In moving my old blog over to this shiny new home, I ran across my old “Tips and Tricks” page. This is just a simple list of tips and tricks I’ve picked up along the way. I thought it would be a good idea to put them in a single place for all to see. I’ll be adding to these regularly, so stay tuned!
Before the Dive:
When picking up a tank by the valve, make sure you hold it so that the valve opening is facing away from the palm of your hand. This way if your fingers slip a little, you won’t accidentally crack open the tank valve. Trust me, 3000 psi really hurts!
- Everything underwater should be done in slow motion.
- The natural orientation for a diver is horizontal, not vertical.
- Try not to use your hands. Keep them folded across your chest. All your propulsion should come from your fins.
- If you have been working hard on the surface or you are just breathing hard, take a moment to relax on the surface before you descend. Scuba is supposed to be a relaxing sport. There is no hurry to get down there.

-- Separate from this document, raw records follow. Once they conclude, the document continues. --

PR #368, opened 2023-10-10
Improve eBPF context propagation stability

RonFed:
The main goal of this PR is to improve the context propagation in the eBPF code by making it more stable across kernel versions and across instrumented libraries. Those fixes are the result of investigation of Keyval's customers running go auto instrumentation in production.
The changes can be divided into a few categories:
1. Memory allocation: we use `bpd_probe_write_user` helper function in order to modify user memory.  The main challenge is to write to memory which we "allocate" since page faults won't get handled if they occur while the eBPF code attempts to write to such addresses.  In order to reduce the page faults I added the following changes:
* madvise and mlock syscalls after we perform the mmap.
* allocate 8 pages per CPU. This number is a result of some experiments I did but the tradeoff as I understand it is: on one side we want to have enough memory available for handling a large number of instrumneted functions without overriding exiting trace memory. On the other side, allocating too much memory increases the chance of page faults - which will cause the write operations to fail, and damage the context propagation.
* Since the added code, I added `allocate.go`
2. Improving the resiliancy of context propagation relevant functions in the eBPF code. This mainly include error handling and a unified API for all the uprobes.
3. Extracting the Go context key via a new util function.
4. Adding utils function in the eBPF code for reading user memory strings.
5. Change the http server uprobe name to better fit the instrumented function


internal/include/go_context.h
```diff
@@ -72,20 +79,82 @@ static __always_inline struct span_context *get_parent_span_context(void *ctx) {
...
+    if (err != 0)
+    {
+        bpf_printk("Failed to update tracked_spans_by_sc map: %ld", err);
+        return;
+    }
 }
 
-static __always_inline void stop_tracking_span(struct span_context *sc) {
+static __always_inline void stop_tracking_span(struct span_context *sc, struct span_context *psc) {
+    if (psc == NULL || sc == NULL) {
```
edeNFed, line 100: Isn't NULL psc a valid state? If we are now creating the root span psc will be NULL

edeNFed:
Great work! The code looks much better now. I left a small question regarding `stop_tracking_span`

internal/include/go_context.h
RonFed: Currently this function is passed with pointers to the stack. A root span will have a valid pointer but psc will be zero, or not existing in the map. I changed the logic here to fit other scenarios as well.

edeNFed (approved):

PR #1515, opened 2016-06-10
Include our bower_components in our repository.

WouterSioen:
This fixes two things:

* It makes fork more approachable (no npm needed)
* It makes sure versions are always exactly the same.

We used bowerphp in the demo site, but this didn't respect the version
constraints and gave issues.


mathiashelin:
:shipit:

PR #1518, opened 2016-06-10
Added zoom-level 1 and 2

jeroendesloovere:
**Problem**
I've got clients that have locations all over the world but the zoom-level only starts from 3.

**Solution**
You can now select 1 and 2 from the zoom-level.

Closes #1394


WouterSioen:
looks good to me 👍 (for in 4.1.0)

PR #1519, opened 2016-06-10
Fixed 404 breadcrumb for single language sites 

jacob-v-dam:


src/Frontend/Core/Engine/Url.php
```diff
@@ -364,9 +364,12 @@ private function processQueryString()
 
             // remove language
             if ($hasMultiLanguages) {
-                $URL = trim(str_replace('/' . $language, '', $URL), '/');
+                $URL = str_replace('/' . $language, '', $URL);
             }
 
+            // remove the first slash
+            $URL = trim($URL, '/');
```
WouterSioen: if it's only the first slash, wouln't `ltrim` be better?

jacob-v-dam: It would be better but with the original it was:
`$URL = trim(str_replace('/' . $language, '', $URL), '/')`

WouterSioen: ok. I'll test this one before merging it, because I can't predict the consequences of this change without testing. Thanks for the PR!

WouterSioen:
thx!

PR #1527, opened 2016-06-16
Fixes uppercase extension browser cache in .htacccess

### LINKED ISSUE #1448: File browser caching not working with uppercase extensions
When you have a file named .JPG the .htaccess will not use browser caching because it is case sensitive.

jacob-v-dam:
Fixes #1448


carakas:
@jacob-v-dam since you only have one actual change it might be a good idea to squash your commits

WouterSioen:
@carakas I can squash during merge, that's not really an issue ;)

PR #1533, opened 2016-06-17
Remove text that shouldn't be there

carakas:


carakas:
it breaks the error page in the backend

PR #1534, opened 2016-06-18
Refactor analytics

carakas:
I cleaned up the insides of the analytics module a bit.
I don't think I have changed public functions so this shouldn't be a breaking change.

I also made it possible to reset once a .P12 has been uploaded. This makes it easier to reset if a mistake (for instance in the email address) has been made


src/Backend/Core/Engine/Form.php
```diff
@@ -305,7 +305,7 @@ public function isCorrect($revalidate = true)
     /**
      * Parse the form
      *
-     * @param $tpl The template instance wherein the form will be parsed.
+     * @param $tpl TwigTemplate The template instance wherein the form will be parsed.
```
WouterSioen: isn't this ins the wrong order here?

src/Backend/Modules/Analytics/Form/DateRangeType.php
```diff
@@ -0,0 +1,138 @@
...
+ */
+final class DateRangeType
+{
+    /** @var Form */
+    private $form;
+
+    /**
+     * @var DateRange $dateRange
+     */
+    private $dateRange;
```
WouterSioen: inconsistent `@var` styles

src/Backend/Modules/Analytics/Form/SettingsStepType.php
```diff
@@ -0,0 +1,32 @@
...
+use Backend\Core\Engine\TwigTemplate;
+use Common\ModulesSettings;
+use Google_Service_Analytics;
+
+/**
+ * An interface so we can split the settings form up into multiple forms
+ *
+ * @author Jelmer Prins <jelmer@sumocoders.be>
+ */
+interface SettingsStepType
```
WouterSioen: what's the use case for this interface if you never typehint on it?

src/Backend/Modules/Analytics/Form/SettingsStepType.php
```diff
@@ -0,0 +1,32 @@
...
+{
+    /**
+     * @param string $name
+     * @param ModulesSettings $settings
+     * @param Google_Service_Analytics $googleServiceAnalytics
+     */
+    public function __construct($name, ModulesSettings $settings, Google_Service_Analytics $googleServiceAnalytics);
```
WouterSioen: I don't think including a constructor in an interface is a best practice.

src/Backend/Core/Engine/Form.php
carakas: fixed in a3846a0

src/Backend/Modules/Analytics/Form/DateRangeType.php
carakas: fixed in 5369819

src/Backend/Modules/Analytics/Form/SettingsStepType.php
carakas: I do typehint to it https://github.com/forkcms/forkcms/pull/1534/files#diff-93d9fd5c110ab84c96cc9498a4391456R18

src/Backend/Modules/Analytics/Form/SettingsStepType.php
carakas: ok, removed in 6dacf34

src/Backend/Modules/Analytics/Form/SettingsStepType.php
WouterSioen: a phpdoc is not a typehint ;)

WouterSioen:
merge conflicts alert! ⚠️

Issue #1488, opened 2016-06-02
Fork 4.0.0 new UI issues


freshface:
- [x] Single element in panel http://jmp.sh/aJTJXnp
- [x] datagrid Blog/ Comments , column to wide http://jmp.sh/mRV4ehE
- [x] Formbuilder field icons http://jmp.sh/oxaQcef
- [x] Installer: previous button is underlined http://jmp.sh/NKJfgZ0
- [x] Installer: required asterisk should not be an icon http://jmp.sh/O3VTmZb
- [x] Installer: password strength http://jmp.sh/5UbTMoK update, should be same as http://jmp.sh/CrtSkte
- [x] Different use of save icons: http://jmp.sh/OHEnIq2 and http://jmp.sh/PyD8awU
- [x] Label when changing template: http://jmp.sh/ErDS0jP
- [x] Use of spaces http://jmp.sh/czAXSzv
- [x] thead hover state http://jmp.sh/QikVpyz
- [x] Should be a link http://jmp.sh/Ucw8KtN
- [x] Translations bug, no results without value http://jmp.sh/nuJRYb7
- [x] tables without a hover state http://jmp.sh/GJF4Q4w
- [x] Pages: template choice http://jmp.sh/cVbQQD4
- [x] Buttons http://jmp.sh/6RpkEto
- [x] Themes add block http://jmp.sh/6RpkEto
- [x] Themes delete block icon not sharp http://jmp.sh/vBosoxw
- [x] Missing translation http://jmp.sh/bqk1faQ
- [x] After installing a module via the cms the system logs you out.

jessedobbelaere:
In addition: 
* Installer: remove large space between label and field http://jmp.sh/O3VTmZb
* Installer: padding bottom under the buttons is small, while padding left&right of the form is larger. Make padding consistent
* Installer: Could use more blue instead of gray to make it less boring. Maybe a blue tint in the background color or somewhere, or put a logo of fork somewhere

freshface:
- Forgot password is not working when trying to login.

carakas:
what is wrong with using an icon as asterisk ?

freshface:
@carakas It is not consistent with the asterisk in the backend http://jmp.sh/LiUc8yo + it looks to big

carakas:
any update on this ?

carakas:
I've turned the list into a checklist, I'm doing some things now and checking them off as I go along

carakas:
[...]

PR #1542, opened 2016-06-21
Small layout fixes

jessedobbelaere:
Several small layout fixes. 

#### Summary
* I don't think `<a href="{{ geturlforblock:'Profiles':'Settings' }}"` has ever worked, doesn't look right? Syntax should be `<a href="{{ geturlforblock('Profiles', 'Settings') }}"`
* Indentation fixes + use spaces instead of tabs
* Move theme dropdown to the left of the template path: http://d.pr/i/18mRa
* When adding a new block in the theme template editor, it would add the new block on the first position. The way we calculate the current index is broken. Should be fixed now (proof): http://d.pr/v/1iqhX
* ~~Add a new template and you see a broken helper-text translation: http://d.pr/i/1a2yw~~ Seems already fixed by freshface in #1488
* When you add a new block (editor/module/widget) on a page, we used to have "editor" selected by default. Fixed that. Issue as seen here: http://d.pr/i/1iLkP

I'll leave this open for some days while I fix other issues I come along

### DIFF
--- a/src/Backend/Modules/Extensions/Js/ThemeTemplate.js
+++ b/src/Backend/Modules/Extensions/Js/ThemeTemplate.js
@@ -39,7 +39,7 @@ jsBackend.template =
 
 		// fetch position & block index
 		var positionIndex = $(this).closest('.jsPosition').find('input[id^=position]').attr('id').replace('position', '');
-		var blockIndex = $(this).prevAll('.jsBlock').length;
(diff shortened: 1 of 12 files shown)


WouterSioen:
Thanks! Give me a poke when all issues are fixed and I can merge this.

WouterSioen:
@jessedobbelaere I'll already merge this.

PR #1548, opened 2016-06-24
Fixing bug in imageDelete when building the full path of the file

dmoerman:
There is a `/` missing in front of the subdirectory if there is one specified
Also removed array keys, so that the passed array can just contain the names of the folders of the files sizes.
For example: `[ '64x64' ]` instead of `[ '64x64' => null ]`


jeroendesloovere:
Hi @dmoerman, thanks for you PR.

PR #1553, opened 2016-06-26
Remove @author tags since git blame is more accurate

carakas:
In https://github.com/forkcms/forkcms/pull/1545#discussion_r68194791 the comment was made that the @author tag could be stripped from fork cms
because we already have `git blame`. Not everybody adds it and if they would
we would get long lists in the beginning of every file. This makes it more like clutter
So this commit removes the author tags from the entire fork cms code base.
I didn't remove them from libraries that have been baked in


jessedobbelaere:
👌👍

carakas:
this must have been my most boring contribution so far 😴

Here are the steps I like to use when making a descent. Make sure you are relaxed on the surface, with the regulator in your mouth:
- Equalize your ears once on the surface to that they are slightly over-pressured.
- Cross your fins and keep them crossed, pointed down and slightly behind you.

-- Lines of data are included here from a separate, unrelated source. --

PR #1565, opened 2016-06-29
Fix the placeholders in the formbuilder. Fixes #1559

### LINKED ISSUE #1559: Placeholders formbuilder
There is a bug for having placeholders in textfields etc. 
@WouterSioen said that the rendering of the form tags has changed. It cloud be some issue in there.

WouterSioen:
They weren't used.

### DIFF
--- a/src/Frontend/Modules/FormBuilder/Widgets/Form.php
+++ b/src/Frontend/Modules/FormBuilder/Widgets/Form.php
@@ -214,6 +214,9 @@ class Form extends FrontendBaseWidget
                     if (isset($field['validations']['email'])) {
                         $txt->setAttribute('type', 'email');
                     }
+                    if ($item['placeholder']) {
+                        $txt->setAttribute('placeholder', $item['placeholder']);
+                    }
 
                     // get content
                     $item['html'] = $txt->parse();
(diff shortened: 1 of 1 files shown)


carakas:
👍

src/Frontend/Modules/FormBuilder/Widgets/Form.php
```diff
@@ -214,6 +214,9 @@ private function loadForm()
                     if (isset($field['validations']['email'])) {
                         $txt->setAttribute('type', 'email');
                     }
+                    if ($item['placeholder']) {
```
carakas: is it always available or would an isset like above be better ?

src/Frontend/Modules/FormBuilder/Widgets/Form.php
```diff
@@ -271,6 +274,9 @@ private function loadForm()
                     if ($item['required']) {
                         $txt->setAttribute('required', null);
                     }
+                    if ($item['placeholder']) {
```
carakas: idem

src/Frontend/Modules/FormBuilder/Widgets/Form.php
WouterSioen: it's always set (on line 151)

src/Frontend/Modules/FormBuilder/Widgets/Form.php
WouterSioen: it's always set (on line 151)

carakas: in that case :shipit:

PR #1574, opened 2016-06-29
Use |raw for pagetitle to avoid html entities

jessedobbelaere:
If you use a pagetitle "Test & Test", it would render as "Test &amp; Test" in the triton theme


carakas:
👍

jeroendesloovere:
Hmmm, I was wondering if we couldn't do this any better? Don't like it when we have to add |raw everywhere... Seems so stupid for a modern template engine

WouterSioen:
@jeroendesloovere that's the safest way to avoid injection bugs.

PR #456, opened 2025-09-15
Add script to centralize pipeline def

lcarva:


lcarva:
> This looks good (I haven't tested it though). Do you think it still makes sense to have the other documentation/scripts in addition to this?

I think it helps understand the process a little more. I see the script as a "cheat code" to make it procedure faster.

ralphbean (approved):

MartinBasti (approved):

PR #471, opened 2025-09-30
fix cosign installation URL

ktdreyer:
The upstream cosign devs have moved the install instructions to a new
location. Update the link to reflect this change.


MartinBasti (approved):
Thank you!

PR #475, opened 2025-10-01
Adding permissions and roles table that was in an ADR, and also adding short procedure on configuring roles.

Paul2024-ship-it:
This PR takes the existing ADR  on permissions: [https://konflux-ci.dev/architecture/ADR/0011-roles-and-permissions.html](url) and converts it for the upstream docs. I have also added a brief section on using the yaml files for configuration. Note this section lists four roles.


Paul2024-ship-it:
Discussion ongoing as to what roles need to be documented.

PR #484, opened 2025-10-14
Provide clarification on Global Candidate List

Josh-Everett:
Update notes about integration service's GCL implementation to provide better context for users.


hongweiliu17 (approved):
LGTM

PR #487, opened 2025-10-20
feat(STONEINTG-1370): update kube-api docs

jsztuka:
Integration-service updated their integrationTestScenario api documentation, in order to reflect it in konflux.docs we need to run `api-gen` to update those values. Together with integration service, other services were updated as `api-gen` fetches api objects from various places.

### DIFF
--- a/modules/reference/pages/kube-apis/application-api.adoc
+++ b/modules/reference/pages/kube-apis/application-api.adoc
@@ -30,7 +30,7 @@ Package v1alpha1 contains API Schema definitions for the appstudio v1alpha1 API 
 
 
 
-Application is the Schema for the applications API.  For a detailed description with examples, refer to <a href="https://github.com/redhat-appstudio/book/blob/main/book/HAS/hybrid-application-service-api.md"> Hybrid Application Service Kube API </a>
+Application is the Schema for the applications API. For description, refer to xref:kube-apis/application-api.adoc[Application API Reference] Hybrid Application Service Kube API </a>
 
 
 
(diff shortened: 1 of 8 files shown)


modules/reference/pages/kube-apis/application-api.adoc
```diff
@@ -204,7 +204,7 @@ ComponentDetectionDescription holds all the information about the component bein
 | *`language`* __string__ | Language specifies the language of the component detected +
 Example: JavaScript + |  | 
 | *`projectType`* __string__ | ProjectType specifies the type of project for the component detected +
-Example Node.JS + |  | 
+Example Node. JS + |  |
```
MartinBasti: Why whitespace was injected?

modules/reference/pages/kube-apis/conforma.adoc
```diff
@@ -0,0 +1,279 @@
+// Generated documentation. Please do not edit.
```
MartinBasti: This is new doc, it shoule be added into nav page https://github.com/konflux-ci/docs/blob/main/modules/reference/nav.adoc

However I see there enterprise contract page, should be enterprise contract page removed/replaced by conforma?

jsztuka: Good point, I would change the nav.doc so it points to the conforma honestly. Let me change it.

jsztuka: Agreed, removed.

PR #496, opened 2025-10-24
Mention how users can request a new manager support

staticf0x:


staticf0x:
Good point, I'll put in the dowstream docs then

PR #505, opened 2025-11-05
remove namespace as it seems to be required

kannon92:
I followed these docs and removed namespace.

The gitlab CI yelled at me because namespace was not specified. I think namespace is required.

### DIFF
--- a/modules/patterns/pages/managing-multiple-versions.adoc
+++ b/modules/patterns/pages/managing-multiple-versions.adoc
@@ -137,7 +137,7 @@ The following kinds of resources are currently supported. Please do not attempt 
 
 Here are specific examples for how to clean up and use the YAML for certain resource kinds:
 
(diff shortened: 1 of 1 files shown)


kannon92:
```
    ) -> None:
        """Verify the tenants doesn't try to deploy to other namespaces"""
        tenant_dir, resource = all_resources
        metadata = resource.data.get("metadata", {})
        namespace = metadata.get("namespace")
        kind = resource.data.get("kind")
        if kind == "Namespace":
            namespace = metadata["name"]
    
        if not namespace:
>           pytest.fail("Namespace was not defined in the manifest")
E           Failed: Namespace was not defined in the manifest
```

If I tried to follow the docs and remove namespace from my ProjectDevelopmentStream

MartinBasti:
however docs says, to remove namespace in resources section

PR #522, opened 2025-11-24
Manually update task bundles using pmt

tkdchen:
STONEBLD-3592

The pmt-migrate command now handles both bundle updates and task migrations when available. This functionality is implemented for STONEBLD-3592.

### DIFF
--- a/modules/troubleshooting/pages/builds.adoc
+++ b/modules/troubleshooting/pages/builds.adoc
@@ -88,11 +88,19 @@ cat <<'EOF' > update-tekton-task-bundles.sh
 #!/bin/bash
 
 # Use this script to update the Tekton Task Bundle references used in a Pipeline or a PipelineRun.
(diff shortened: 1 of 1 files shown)


modules/troubleshooting/pages/builds.adoc
```diff
@@ -121,7 +121,7 @@ for old_ref in ${OLD_REFS}; do
     [[ $new_ref == $old_ref ]] && continue
     echo "New digest found! $new_ref"
     for file in $FILES; do
-        sed -i -e "s!${old_ref}!${new_ref}!g" $file
+        pmt migrate --new-bundle "$new_ref" --pipeline-file "$file" <1>
     done
```
chmeliik: Would it be more efficient if we ran `pmt migrate` on all the files at the same time, instead of doing it one by one? I imagine we would only have to do one round of migrations resolution in that case, which could make a significant difference for repos with many pipelines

- Purge the air from your BCD, and at the same time take in a deep breath.
- While still purging, exhale completely. You should now be sinking and on your way down.
- Do not uncross your fins until your body has naturally assumed a horizontal orientation.
- Do not forget to keep equalizing and letting a little air at a time into your BCD on the way down if you need to slow your descent.
Practice this often in your imagination and it will become second nature in the water.
- Equalize early and often. This means to do it once while you are on the surface before you descend, and then every couple feet or so on your way down. The first 30 feet are usually the hardest.
- Although the Valsalva maneuver is the one most often taught in open water classes, there exists a number of ways to equalize your ears. If one doesn’t work well for you, just try another. For tips on the many different methods available, watch this video from the University of Washington.
- Practice equalizing several times a day during your normal work-week and you will find that you can soon do this with very little effort.